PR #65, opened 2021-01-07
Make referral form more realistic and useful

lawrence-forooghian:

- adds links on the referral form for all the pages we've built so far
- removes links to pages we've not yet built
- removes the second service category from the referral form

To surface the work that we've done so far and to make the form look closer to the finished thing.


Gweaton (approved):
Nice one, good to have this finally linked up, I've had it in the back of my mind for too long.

****************

Task statement:
List every line above that contains the word "referral".

Finished exercise:
Make referral form more realistic and useful
- adds links on the referral form for all the pages we've built so far
- removes the second service category from the referral form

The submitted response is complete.